• Saved data entries:

========================================

PR #481, opened 2025-04-15
Memory abstraction layer

drakenclimber:


kamalesh-babulal:
@drakenclimber Thanks for working on adding the memory abstraction. It looks great overall. I have a few minor comments on the patch.

src/abstraction-memory.c
```diff
@@ -0,0 +1,104 @@
...
+#include <stdlib.h>
+#include <string.h>
+#include <unistd.h>
+#include <errno.h>
+#include <stdio.h>
+
+#define V1_MAX_STR "9223372036854771712"
+#define V2_MAX_STR "max"
+
+#define LL_MAX 8192
```
kamalesh-babulal, line 24: The maximum allowed value range is of 20 characters and you may want to reduce the array size here to reduce the unused bytes.

src/abstraction-memory.c
```diff
@@ -0,0 +1,104 @@
...
+		const char * const in_setting, const char * const in_value,
+		const char * const out_setting)
+{
+	char max_line[LL_MAX] = {0};
+	int ret;
+
+	if (strlen(in_value) == 0) {
+		ret = cgroup_add_value_string(dst_cgc, out_setting, NULL);
+		if (ret)
+			goto out;
```
kamalesh-babulal, line 36: Its coding style preference comment, you may want to remove the check for `ret` and goto branch. They are nop, as the next statement in both if `ret` checks will be `return ret` but without the extra branch and check.

drakenclimber: I think this is a good idea here.  It cleans it up a lot and the `out` tag can be entirely removed.

src/abstraction-memory.c
```diff
@@ -0,0 +1,104 @@
...
+static int convert_max_to_limit(struct cgroup_controller * const dst_cgc,
+		const char * const in_setting,  const char * const in_value,
+		const char * const out_setting)
+{
+	char limit_line[LL_MAX] = {0};
+	int ret;
+
+	if (strlen(in_value) == 0) {
+		ret = cgroup_add_value_string(dst_cgc, out_setting, NULL);
+		if (ret)
```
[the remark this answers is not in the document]
drakenclimber: Done :+1:

src/abstraction-memory.c
```diff
@@ -0,0 +1,104 @@
...
+	char max_line[LL_MAX] = {0};
+	int ret;
+
+	if (strlen(in_value) == 0) {
+		ret = cgroup_add_value_string(dst_cgc, out_setting, NULL);
+		if (ret)
+			goto out;
+	} else {
+		if (strcmp(in_value, V1_MAX_STR) == 0)
+			snprintf(max_line, LL_MAX, "%s", V2_MAX_STR);
```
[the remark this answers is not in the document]
drakenclimber: Good find.  Totally forgot about `-1`

src/abstraction-memory.c
```diff
@@ -0,0 +1,97 @@
...
+#include <string.h>
+#include <unistd.h>
+#include <errno.h>
+#include <stdio.h>
+
+#define V1_NEG1_STR "-1"
+#define V1_MAX_STR "9223372036854771712"
+#define V2_MAX_STR "max"
+
+#define LL_MAX 24
```
kamalesh-babulal, line 25: @drakenclimber Should `LL_MAX` match upper limit allowed by Kernel of 21 characters (including the '\0')? The Kernel would silently trim the excess trailing digits and update setting with `V1_MAX_STR` value but this will leave the user wondering what went wrong. Either we can leave there, mimicing the Kernel behavior or we would check the strlen and return error?

drakenclimber: Sounds good to em.  I'll make that change

tests/ftests/093-cgxget-memory_settings.py
```diff
@@ -0,0 +1,169 @@
...
+            cause = (
+                        'After setting {}={}, expected {}={}, but received '
+                        '{}={}'
+                        ''.format(entry[0], entry[1], entry[3], entry[4],
+                                  entry[3], out)
+                    )
+            return result, cause
+
+    return result, cause
+
```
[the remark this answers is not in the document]
drakenclimber: Good idea.  I'll add it.

kamalesh-babulal (approved):

kamalesh-babulal:
@drakenclimber Thanks for working on the mm-abstraction. Pushed into main.

PR #485, opened 2025-05-22
tests: fix checking wrong result in 017-API_fuzz_test

thesamesam:
There seem to be various calls to cgroup_add_controller where the result isn't validated, instead checking the cgrp pointer.

We could add two asserts in each place being changed here if the concern was testing for if cgroup_add_controller mangled cgrp, but it looks more likely that it's a copy/paste error instead and we're just testing the wrong thing.


kamalesh-babulal (approved):

drakenclimber (approved):

drakenclimber:
Thanks for the patch, @thesamesam

Pushed to main in commit 86a371889ca7.  Pushed to release-3.2 in commit 32eff99aeefc.

PR #499, opened 2025-07-08
ftests: Fix false positive in 010 testcase

kamalesh-babulal:
Fix the false positive in the testcase number 010, the return value should
be by default `TEST_FAILED`, instead of `TEST_PASSED`. The flow of the
testcase is designed to set the return value to `TEST_PASSED` only if the
current kernel's cpu controller settings matches any of the expected
cpu controller output list.


kamalesh-babulal:
This patch is dependent on #501

drakenclimber:
Pushed to the main and the release-3.2 branches since this will allow the tests to run on newer kernels.

PR #502, opened 2025-07-10
ftests/cgroup: Add timeout to cgrulesengd

kamalesh-babulal:
`cgrulesengd -n` (nodaemon mode) runs indefinitely until it is terminated
with `SIGKILL`. To handle this, introduce a 20-second timeout that is passed
to `__run()`, which in turn calls `subproc.kill()` to terminate `cgrulesengd`
once the timer expires.

### DIFF
--- a/tests/ftests/cgroup.py
+++ b/tests/ftests/cgroup.py
@@ -705,7 +705,7 @@ class Cgroup(object):
                                 'supported'
                             )
         else:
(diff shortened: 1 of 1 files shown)


drakenclimber (approved):

drakenclimber:
Pushed to main in commit 5455ce91abc0 and release-3.2 in commit ec082fe9ad3e

Issue #505, opened 2025-07-28
pointer-overflow yylex() src/lex.l:47:69


WhiteWLf-dev:
If I give the function my data:
```
#include "config.h"
#include "libcgroup.h"
#include "libcgroup-internal.h"
#include "parse.h"

extern int cgroup_init_templates_cache(char *pathname);

int main(int argc, char **argv)
{
  cgroup_init_templates_cache(argv[1]);
  return (0);
}
```
I got the UBSAN report:
```
    lex.l:47:34: runtime error: addition of unsigned offset to 0x555556296510 overflowed to 0x55555629650f
        #0 0x5555555b0d43 in yylex /libcgroup-UBSAN/src/lex.l:47:69
        #1 0x5555555a9073 in yyparse /libcgroup-UBSAN/src/parse.c:1199:16
        #2 0x5555555a8a66 in cgroup_parse_config /libcgroup-UBSAN/src/config.c:1084:9
        #3 0x5555555a4ee3 in cgroup_init_templates_cache /libcgroup-UBSAN/src/config.c:1578:8
        #4 0x5555555a4ee3 in main /libcgroup-UBSAN/templates-cache.c:12:3
        #5 0x7ffff7cf2249 in __libc_start_call_main csu/../sysdeps/nptl/libc_start_call_main.h:58:16
        #6 0x7ffff7cf2304 in __libc_start_main csu/../csu/libc-start.c:360:3
        #7 0x555555575b80 in _start (/out/UBSAN/templates-cache+0x21b80) (BuildId: 853a0c47d081e41b3784dda0f7f38d4aec1f5dce)
    
    SUMMARY: UndefinedBehaviorSanitizer: pointer-overflow lex.l:47:34
```
The error is related to overflow when adding an unsigned offset when processing quoted strings.

        43     \"namespace\"\t{return NAMESPACE;}
        44     \"template\"\t{return TEMPLATE;}
        45     \"default\"\t{yylval.name = strdup(yytext); return DEFAULT;}
        46     [a-zA-Z0-9_\\-\\/\\.\\,\\%\\@\\\\]+ {yylval.name = strdup(yytext); return ID;}
    --->47     \\\"[^\"]*\\\" {yylval.name = strdup(yytext+1); yylval.name[strlen(yylval.name)-1] = '\\0'; return ID; }
        48     .\t{return yytext[0];}
        49     %%
        50     
[...]

PR #506, opened 2025-07-28
Fix Issue #505

WhiteWLf-dev:
The error is related to overflow when adding an unsigned offset when processing quoted strings.

    43     \"namespace\"\t{return NAMESPACE;}
    44     \"template\"\t{return TEMPLATE;}
    45     \"default\"\t{yylval.name = strdup(yytext); return DEFAULT;}
    46     [a-zA-Z0-9_\\-\\/\\.\\,\\%\\@\\\\]+ {yylval.name = strdup(yytext); return ID;}
--->47     \\\"[^\"]*\\\" {yylval.name = strdup(yytext+1); yylval.name[strlen(yylval.name)-1] = '\\0'; return ID; }
    48     .\t{return yytext[0];}
    49     %%
    50     
If the string is empty (""), then strlen(yylval.name -1 can give a negative value converted to a very large unsigned number.

### DIFF
--- a/src/lex.l
+++ b/src/lex.l
@@ -39,7 +39,15 @@ jmp_buf parser_error_env;
 "systemd"     	{return SYSTEMD;}
 "default"	{yylval.name = strdup(yytext); return DEFAULT;}
 [a-zA-Z0-9_\-\/\.\,\%\@\\]+ {yylval.name = strdup(yytext); return ID;}
-\"[^"]*\" {yylval.name = strdup(yytext+1); yylval.name[strlen(yylval.name)-1] = '\0'; return ID; }
+\"[^"]*\"	{
+	if (yytext[0] != '\0' && yytext[1] != '\0') {
+		yylval.name = strdup(yytext+1); 
+		yylval.name[strlen(yylval.name)-1] = '\0';
+	} else {
+		yylval.name = strdup("");
+	} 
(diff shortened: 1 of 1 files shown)


kamalesh-babulal:
@WhiteWLf-dev Thank you for trying it on clang and fixing the issue. From the #505 the template example file https://github.com/user-attachments/files/21466644/myfilelibcgroup.txt seems to be corrupted?

A few nit picks on the patch:
- We follow the Linux Kernel contribution guidelines and the patch would require your `signed-off`. 
- There are few checkpatch issue, can you please fix them

WhiteWLf-dev:
@kamalesh-babulal The file was generated by fuzzer (and the code from example is harness for the fuzzer). And the file wasn't corrupted.

kamalesh-babulal:
@WhiteWLf-dev I'm curious about the fuzzer you have been using. Can you share more details about it?

kamalesh-babulal:
@WhiteWLf-dev Thanks for the patch, push in to main https://github.com/libcgroup/libcgroup/commit/05ce62bca993c260af6478a1f2035bb0c73050a9 and release-3.2 commit https://github.com/libcgroup/libcgroup/commit/fe34851e64ecce88d0e936394e79dc06f66d3b9b

Issue #497, opened 2025-07-03
potential issue with CGRP_RULE_MAXLINE


grey3228:
Hello!

I'd like to clarify my concern about `CGRP_RULE_MAXLINE` constant. It is defined like below:

```
#define CGRP_RULE_MAXLINE	(FILENAME_MAX + CGRP_RULE_MAXKEY + CG_CONTROLLER_MAX + 3)
```

As I understand, there was added a new "options" field for cgrule in [fbb0489a4780258aa577b9d08274eb0772292d70](https://github.com/libcgroup/libcgroup/commit/fbb0489a4780258aa577b9d08274eb0772292d70). But for some reason value of CGRP_RULE_MAXLINE wasn't changed. 

If I understand correctly, it may cause problems in function src/api.c/cgroup_parse_rules_file, where size of `buff` for reading lines of cgrules conf file is exactly `CGRP_RULE_MAXLINE` and there is corresponding `options` buffer, which obviously must hold value of cgrule options, and it is actually used for reading options from `buff` (`itr`). 

Do you think `CGRP_RULE_MAXLINE` should be modified to account options (which size is `CG_OPTIONS_MAX`)? For example, like that:

```
#define CGRP_RULE_MAXLINE	(FILENAME_MAX + CGRP_RULE_MAXKEY + CG_CONTROLLER_MAX + CG_OPTIONS_MAX + 4)
```

Thank you for your time and expertise!

kamalesh-babulal:
@grey3228 Agreed ! you're technically right. Could you please open a PR with your suggestion as a patch?

kamalesh-babulal:
Merged the patch from #508 that fixes this issue. Closing the issue.

PR #508, opened 2025-07-31
fix: make CGRP_RULE_MAXLINE include CG_OPTIONS_MAX

grey3228:
CGRP_RULE_MAXLINE const, which is used as a length for buffer for parsed cgroup rules strings, doesn't include length of options field (CG_OPTIONS_MAX).

Include CG_OPTIONS_MAX in CGRP_RULE_MAXLINE to avoid potential buffer overflow in a process of parsing rules.

Fixes: #497


kamalesh-babulal:
@grey3228 Thanks for the patch. Pushed into main commit https://github.com/libcgroup/libcgroup/commit/88fc455b8d0df20910ee2f8e90eb90a4752bd986 and release-3.2 in commit https://github.com/libcgroup/libcgroup/commit/041a129199de28731c439ad425e63e084fdc3713

PR #513, opened 2025-11-19
src/api.c: prevent potential oom null derefs

grey3228:
Hello!

I used SAST tool Svace to analyze source code and encountered 2 potential null ptr dereference cases:

1) In function `cgroup_fill_cgc` there is an allocation of memory by calling `strdup(ctrl_dir->d_name)`. Result of this allocation is not checked and used in `strcmp` then;
2) In function `cg_get_cgroups_from_proc_cgroups` there is an allocation of memory by calling `malloc(buff_len)`. Result of this allocation is not checked and then used in `snprintf`.

This PR adds handling of such possible failed memory allocations.

### DIFF
--- a/src/api.c
+++ b/src/api.c
@@ -5930,6 +5930,11 @@ STATIC int cg_get_cgroups_from_proc_cgroups(pid_t pid, char *cgrp_list[],
 		if (buff_len > 1) {
 			/* Strip off the leading '/' for every cgroup but the root cgroup */
 			cgrp_list[idx] = malloc(buff_len);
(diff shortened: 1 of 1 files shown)


drakenclimber (approved):

drakenclimber:
Pushed to main in commits 4938e7e5d0a6 and 8a40bf6f6f99.  Pushed to the release-3.2 branch in commits 29f7e2c256a5 and 14a1e734c6d1.

Thanks for the fix and thanks for your patience, @grey3228

PR #515, opened 2026-01-14
systemd: expand hyphenated slice names

kamalesh-babulal:
When systemd receives a slice name containing one or more '-' characters,
it treats it specially and creates a nested cgroup hierarchy: it takes
the prefix up to the first '-', appends ".slice", then repeats for each
subsequent segment of the slice name, until the leaf slice name matches
the original input.

We create slices/scopes via sd-bus APIs, where systemd performs this
expansion. However, the cgroup_create_scope2() later passes the
unexpanded slice/scope name to cgroup_create_cgroup() for ownership
changes, which can result in creating a slice/scope under an
unintended, unexpanded path.

Fix by introducing cgroup_exp_slice_hyphen_name(), which expands the
slice name to the expected systemd hierarchy before passing it to
cgroup_create_cgroup() and applying ownership changes.

This patchset also adds a test case to exercise the slice name expansion
introduced by cgroup_exp_slice_hyphen_name().

### DIFF
--- a/tests/ftests/095-sudo-cgcreate_default_system_scope_hyphen.py
+++ b/tests/ftests/095-sudo-cgcreate_default_system_scope_hyphen.py
@@ -1,0 +1,137 @@
+#!/usr/bin/env python3
+# SPDX-License-Identifier: LGPL-2.1-only
+#
+# Test to create a default systemd scope with hyphen using cgcreate
+#
+# Heavily adapted from 079-sudo-cgcreate_default_systemd_scope.py
+#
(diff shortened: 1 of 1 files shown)


kamalesh-babulal:
**V3 Changes**
- Add checks to prevent potential buffer overruns in the scope name expansion function.

**V2 Changes**
- Fix the missing systemd default cgroup path when the slice/scope path is expanded.
- Simplify the expansion logic.
- Add a test case to validate the systemd default cgroup path for an expanded slice/scope path.

PR #536, opened 2026-05-05
fix potential template_table realloc mem leak

grey3228:
Hello!

In `cgroup_expand_template_table` `realloc()` leaves the original allocation untouched on failure, but the current code overwrites the only pointer to the existing `template_table` with `NULL`. This leaks the old cache and leaves global template state in an inconsistent state.

Store the result in a temporary pointer and only update `template_table` after a successful reallocation.

Found by Linux Verification Center (linuxtesting.org) with SVACE.

### DIFF
--- a/src/config.c
+++ b/src/config.c
@@ -1809,13 +1809,16 @@ int cgroup_add_cgroup_templates(int offset)
  */
 int cgroup_expand_template_table(void)
 {
+	struct cgroup *new_template_table;
 	int i;
 
-	template_table = realloc(template_table,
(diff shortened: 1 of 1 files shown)


grey3228:
Hi @drakenclimber and @kamalesh-babulal, gentle ping on this fix.

The PR has been open since May, is conflict-free, and all CI checks pass. The realloc failure is not limited to process shutdown: it can happen during template-cache reload in a long-running cgrulesengd process, leaking the old cache and leaving template_table inconsistent with template_table_index.

Could you please take a look when you have a chance?

PR #1162, opened 2023-01-27
fix: multi-platform docker image

k-yang:
# Description

Uses the correct libwasmvm library based on target arch, instead of always using the aarch64 one.

# Purpose

Fixes multi-platform docker images.


jgimeno (approved):

jgimeno:
LGTM

PR #1182, opened 2023-02-07
feat: wasmbinding integration

tj327:
# Description

Cosmwasm binding feature for interacting with perp contract to open andclose perps positions

# Purpose

Cosmwasm binding feature for interacting with perp contract to open andclose perps positions


jgimeno:
This is a good start, I think you will need to use the real simapp as @NibiruHeisenberg removed the old simapp.

tj327:
> This is a good start, I think you will need to use the real simapp as @NibiruHeisenberg removed the old simapp.

Ok

Unique-Divine:
Stale

PR #1195, opened 2023-02-12
feat(perp): multi liquidate

k-yang:
# Description

- wire in multi-liquidate
- add test coverage
- add liquidation failed events
- returns a non-zero status code when all liquidations in the multi liquidate fail

# Purpose

Liquidations are necessary for perps.


proto/perp/v1/tx.proto
```diff
@@ -86,35 +86,32 @@ message MsgAddMarginResponse {
...
-  cosmos.base.v1beta1.Coin fee_to_liquidator = 1 [(gogoproto.nullable) = false];
-  cosmos.base.v1beta1.Coin fee_to_perp_ecosystem_fund = 2 [(gogoproto.nullable) = false];
-}
+// -------------------------- Liquidation --------------------------
 
 message MsgMultiLiquidate {
   string sender = 1;
 
-  message MultiLiquidation {
+  message SingleLiquidation {
```
tj327, line 94: I think its better to use `Liquidation` rather than `SingleLiquidation`

proto/perp/v1/tx.proto
```diff
@@ -86,35 +86,32 @@ message MsgAddMarginResponse {
...
+  repeated SingleLiquidation liquidations = 2;
 }
 
 message MsgMultiLiquidateResponse {
-  message MultiLiquidateResponse {
-    oneof response {
-      string error = 1;
-      MsgLiquidateResponse liquidation = 2;
-    }
+  message SingleLiquidation {
```
tj327, line 106: As this message is used for response, I think `LiquidationResponse` would be more meaningful.

x/perp/client/cli/tx.go
```diff
@@ -29,12 +29,70 @@ func GetTxCmd() *cobra.Command {
...
+		MultiLiquidateCmd(),
 		DonateToEcosystemFundCmd(),
 	)
 
 	return txCmd
 }
 
+func MultiLiquidateCmd() *cobra.Command {
+	cmd := &cobra.Command{
+		Use:   "multi-liquidate ubtc:unusd:nibi1zaavvzxez0elundtn32qnk9lkm8kmcsz44g7xl ueth:unusd:nibi1zaavvzxez0elundtn32qnk9lkm8kmcsz44g7xl",
```
tj327, line 41: I think this should be changed in better way.
```suggestion
		Use:   "multi-liquidate [Pair1:Trader1] [Pair2:Trader2] ...",
```

Unique-Divine (approved):

PR #1220, opened 2023-03-08
feat: reduce gas fees when posting price

jgimeno:
# Description

This makes that transactions that include a vote or prevote to provide oracle prices is cheaper. Also it enforces that these kind of transactions can only hold one message, so it does no include a message unrelated to provide price data.

- It can contain only one message Vote or Prevote.
- Or maximum 2 if it includes one vote and one prevote.

# Purpose

This is important because right now posting a price is expensive and it does not scale well.


app/ante.go
```diff
@@ -51,8 +51,9 @@ func NewAnteHandler(options AnteHandlerOptions) (sdk.AnteHandler, error) {
 		ante.NewValidateBasicDecorator(),
 		ante.NewTxTimeoutHeightDecorator(),
 		ante.NewValidateMemoDecorator(options.AccountKeeper),
+		feeante.NewPostPriceFixedPriceDecorator(),
 		ante.NewConsumeGasForTxSizeDecorator(options.AccountKeeper),
-		feeante.NewDeductFeeDecorator(options.AccountKeeper, options.BankKeeper, options.FeegrantKeeper), // Replace fee ante from cosmos auth with a custom one.
+		ante.NewDeductFeeDecorator(options.AccountKeeper, options.BankKeeper, options.FeegrantKeeper), // Replace fee ante from cosmos auth with a custom one.
```
Unique-Divine, line 56: Why switch back to the Cosmos SDK one here (`ante`) instead of the custom one (`feeante`)?

app/antedecorators/fee/fixed_gas.go
```diff
@@ -0,0 +1,54 @@
...
+
+	if hasOracleVoteMsg && hasOraclePreVoteMsg {
+		if len(tx.GetMsgs()) > 2 {
+			return ctx, sdkerrors.Wrap(sdkerrors.ErrInvalidRequest, "a transaction cannot have more than a single oracle vote and prevote message")
+		}
+
+		ctx = ctx.WithGasMeter(types.NewFixedGasMeter(OracleMessageGas))
+	} else if hasOraclePreVoteMsg || hasOracleVoteMsg {
+		if len(tx.GetMsgs()) > 1 {
+			return ctx, sdkerrors.Wrap(sdkerrors.ErrInvalidRequest, "a transaction that includes an oracle vote or prevote message cannot have more than a single message")
```
Unique-Divine, line 47:
```suggestion
			return ctx, sdkerrors.Wrap(sdkerrors.ErrInvalidRequest, "a transaction that includes an oracle vote or prevote message cannot have more than those two messages")
```

app/antedecorators/fee/fixed_gas_test.go
```diff
@@ -0,0 +1,231 @@
...
+					Feeder:    addr.String(),
+					Validator: addr.String(),
+				},
+				&types.MsgSend{
+					FromAddress: addr.String(),
+					ToAddress:   addr.String(),
+					Amount:      sdk.NewCoins(sdk.NewInt64Coin(app.BondDenom, 100)),
+				},
+			},
+			expectedGas: 0x151a,
```
Unique-Divine, line 66: For the expected gas, can you use either the `strconv.FormatInt` of `fmt.Sprintf("%x", number)` to make the hexadecimal in the tests readable rather than including directing hexadecimal?

app/ante.go
jgimeno: the custom one was needed for a very specific thing for the old one, this is not needed anymore.

app/antedecorators/fee/fixed_gas.go
```diff
@@ -0,0 +1,54 @@
...
+
+import (
+	sdk "github.com/cosmos/cosmos-sdk/types"
+	sdkerrors "github.com/cosmos/cosmos-sdk/types/errors"
+
+	"github.com/NibiruChain/nibiru/app/antedecorators/types"
+	oracletypes "github.com/NibiruChain/nibiru/x/oracle/types"
+)
+
+const OracleMessageGas = 500
```
Unique-Divine, line 11: Why 500 specifically?

app/ante.go
Unique-Divine, line 1: A more general refactor point I'm noticing at the end of the review....

Since `app/ante.go` imports from `app/antedecorators/fee` anyway, it seems like we should just have an `app/ante` package that we import from. Then we can easily differentiate the cosmos sdk one as `sdkante` and Nibiru's ante package would be the default `ante`.

Unique-Divine (changes requested):

app/antedecorators/fee/fixed_gas.go
k-yang: We did some back-of-the-envelope calculations. We deduced that this amount of `unibi` would allow oracles to post prices for approximately 3 weeks without running out of gas, using the 100 NIBI obtainable from the faucet.

k-yang (approved):

app/antedecorators/fee/fixed_gas_test.go
jgimeno: absolutely

app/ante.go
jgimeno: good point

Unique-Divine (approved):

========================================

• YOUR ASSIGNMENT: Please reproduce, exactly as they appear above, the lines from the line containing "We create slices/scopes" up to and including the line containing "changes, which can".

• SOLUTION BELOW:
We create slices/scopes via sd-bus APIs, where systemd performs this
expansion. However, the cgroup_create_scope2() later passes the
unexpanded slice/scope name to cgroup_create_cgroup() for ownership
changes, which can result in creating a slice/scope under an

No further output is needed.